**** RECORDS FOR PROCESSING ****

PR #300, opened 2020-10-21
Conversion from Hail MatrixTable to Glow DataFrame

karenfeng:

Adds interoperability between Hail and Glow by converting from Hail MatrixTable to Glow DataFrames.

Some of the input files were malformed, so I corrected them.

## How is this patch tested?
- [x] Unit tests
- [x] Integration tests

****
**** RECORDS FOR PROCESSING ****

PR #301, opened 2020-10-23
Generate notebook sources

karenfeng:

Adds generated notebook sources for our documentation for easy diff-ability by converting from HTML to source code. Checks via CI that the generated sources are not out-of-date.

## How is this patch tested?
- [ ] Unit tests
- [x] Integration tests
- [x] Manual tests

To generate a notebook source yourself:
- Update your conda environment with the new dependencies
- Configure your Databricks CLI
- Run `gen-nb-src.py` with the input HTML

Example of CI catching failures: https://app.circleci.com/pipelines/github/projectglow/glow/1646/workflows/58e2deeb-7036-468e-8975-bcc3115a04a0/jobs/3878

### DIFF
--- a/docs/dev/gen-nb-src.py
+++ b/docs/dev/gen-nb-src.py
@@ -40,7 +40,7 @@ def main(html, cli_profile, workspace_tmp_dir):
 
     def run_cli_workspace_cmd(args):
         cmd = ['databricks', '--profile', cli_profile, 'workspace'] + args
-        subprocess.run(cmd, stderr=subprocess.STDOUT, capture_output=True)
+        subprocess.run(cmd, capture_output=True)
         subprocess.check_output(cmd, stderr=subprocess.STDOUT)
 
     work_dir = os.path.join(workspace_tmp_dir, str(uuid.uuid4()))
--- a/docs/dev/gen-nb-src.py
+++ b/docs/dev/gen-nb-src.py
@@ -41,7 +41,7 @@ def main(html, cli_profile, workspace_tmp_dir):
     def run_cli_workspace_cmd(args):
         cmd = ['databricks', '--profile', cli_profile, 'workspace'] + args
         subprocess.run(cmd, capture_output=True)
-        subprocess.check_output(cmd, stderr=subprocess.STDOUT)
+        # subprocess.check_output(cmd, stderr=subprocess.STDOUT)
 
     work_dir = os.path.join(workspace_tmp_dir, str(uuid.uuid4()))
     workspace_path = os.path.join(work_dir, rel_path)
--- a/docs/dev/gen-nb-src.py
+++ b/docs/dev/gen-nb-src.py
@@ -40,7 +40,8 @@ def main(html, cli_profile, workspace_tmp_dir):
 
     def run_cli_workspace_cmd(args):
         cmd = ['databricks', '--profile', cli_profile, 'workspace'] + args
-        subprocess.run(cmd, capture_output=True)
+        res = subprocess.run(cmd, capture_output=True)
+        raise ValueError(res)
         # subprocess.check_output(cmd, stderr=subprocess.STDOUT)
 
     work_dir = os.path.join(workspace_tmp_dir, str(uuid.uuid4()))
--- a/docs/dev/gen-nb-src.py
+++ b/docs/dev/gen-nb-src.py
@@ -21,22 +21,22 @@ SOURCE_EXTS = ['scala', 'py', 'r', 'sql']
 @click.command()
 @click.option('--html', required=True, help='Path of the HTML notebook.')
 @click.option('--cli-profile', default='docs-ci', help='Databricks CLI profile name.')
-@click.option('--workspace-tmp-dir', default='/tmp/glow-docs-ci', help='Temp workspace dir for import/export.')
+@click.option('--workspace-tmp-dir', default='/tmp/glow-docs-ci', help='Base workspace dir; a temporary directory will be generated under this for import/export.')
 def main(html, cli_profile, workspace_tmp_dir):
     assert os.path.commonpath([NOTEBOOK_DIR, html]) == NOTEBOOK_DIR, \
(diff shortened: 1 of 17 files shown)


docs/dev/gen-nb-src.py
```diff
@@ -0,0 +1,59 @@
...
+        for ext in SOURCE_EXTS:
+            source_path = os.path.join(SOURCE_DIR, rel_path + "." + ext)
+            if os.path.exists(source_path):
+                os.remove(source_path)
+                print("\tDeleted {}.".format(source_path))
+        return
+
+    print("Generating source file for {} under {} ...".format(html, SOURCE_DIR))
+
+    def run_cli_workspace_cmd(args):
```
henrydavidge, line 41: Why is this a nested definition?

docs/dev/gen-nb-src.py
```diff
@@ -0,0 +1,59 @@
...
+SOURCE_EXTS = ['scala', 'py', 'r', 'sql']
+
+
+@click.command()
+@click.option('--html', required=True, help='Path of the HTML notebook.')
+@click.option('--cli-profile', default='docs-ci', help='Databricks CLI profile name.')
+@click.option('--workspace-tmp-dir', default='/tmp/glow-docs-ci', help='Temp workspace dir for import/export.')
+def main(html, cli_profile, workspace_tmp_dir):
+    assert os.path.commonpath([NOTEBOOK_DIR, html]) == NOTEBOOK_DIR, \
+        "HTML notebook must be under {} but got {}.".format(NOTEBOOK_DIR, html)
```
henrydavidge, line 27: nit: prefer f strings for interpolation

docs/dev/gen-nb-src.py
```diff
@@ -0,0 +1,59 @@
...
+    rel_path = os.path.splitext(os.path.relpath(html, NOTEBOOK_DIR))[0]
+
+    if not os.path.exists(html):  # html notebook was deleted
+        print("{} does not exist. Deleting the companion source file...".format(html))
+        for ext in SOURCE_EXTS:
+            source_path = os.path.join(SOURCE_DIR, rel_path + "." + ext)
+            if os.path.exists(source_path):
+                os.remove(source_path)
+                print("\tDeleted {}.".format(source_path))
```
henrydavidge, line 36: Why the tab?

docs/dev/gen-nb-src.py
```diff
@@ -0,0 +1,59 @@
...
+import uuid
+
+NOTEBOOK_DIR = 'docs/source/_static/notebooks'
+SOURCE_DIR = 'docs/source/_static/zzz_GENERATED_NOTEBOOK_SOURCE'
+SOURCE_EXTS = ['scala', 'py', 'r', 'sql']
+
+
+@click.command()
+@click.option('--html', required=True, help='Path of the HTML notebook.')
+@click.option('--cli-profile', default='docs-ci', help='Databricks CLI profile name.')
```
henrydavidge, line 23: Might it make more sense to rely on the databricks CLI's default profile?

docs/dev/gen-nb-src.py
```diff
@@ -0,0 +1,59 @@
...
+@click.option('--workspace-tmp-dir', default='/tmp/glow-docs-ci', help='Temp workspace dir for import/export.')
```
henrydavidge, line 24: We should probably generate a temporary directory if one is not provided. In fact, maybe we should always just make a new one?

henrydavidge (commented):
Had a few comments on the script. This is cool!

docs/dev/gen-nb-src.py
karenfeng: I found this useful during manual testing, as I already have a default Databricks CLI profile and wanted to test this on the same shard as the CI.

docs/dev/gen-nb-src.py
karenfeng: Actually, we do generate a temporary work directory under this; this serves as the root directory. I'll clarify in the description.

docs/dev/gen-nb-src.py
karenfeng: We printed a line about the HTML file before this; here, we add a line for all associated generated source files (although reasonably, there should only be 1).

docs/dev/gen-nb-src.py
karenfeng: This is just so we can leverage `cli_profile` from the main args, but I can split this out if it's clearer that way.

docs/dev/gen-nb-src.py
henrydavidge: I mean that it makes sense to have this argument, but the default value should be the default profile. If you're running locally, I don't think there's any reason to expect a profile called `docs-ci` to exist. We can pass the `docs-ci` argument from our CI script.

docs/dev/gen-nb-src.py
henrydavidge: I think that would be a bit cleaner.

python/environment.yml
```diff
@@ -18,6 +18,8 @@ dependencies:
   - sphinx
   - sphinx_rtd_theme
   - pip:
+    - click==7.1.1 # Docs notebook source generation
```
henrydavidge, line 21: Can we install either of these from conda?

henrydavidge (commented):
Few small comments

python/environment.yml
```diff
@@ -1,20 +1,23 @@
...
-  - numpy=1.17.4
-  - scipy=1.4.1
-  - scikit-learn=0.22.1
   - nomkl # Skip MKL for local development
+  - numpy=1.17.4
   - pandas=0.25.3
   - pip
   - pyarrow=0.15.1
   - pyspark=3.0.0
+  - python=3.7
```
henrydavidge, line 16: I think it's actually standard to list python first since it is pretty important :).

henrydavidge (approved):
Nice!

****

:: WHAT YOU WILL DO ::
Scan the lines above for the word "just", then copy each line that has it.

:: EXERCISE RESULT ::
henrydavidge, line 24: We should probably generate a temporary directory if one is not provided. In fact, maybe we should always just make a new one?
karenfeng: This is just so we can leverage `cli_profile` from the main args, but I can split this out if it's clearer that way.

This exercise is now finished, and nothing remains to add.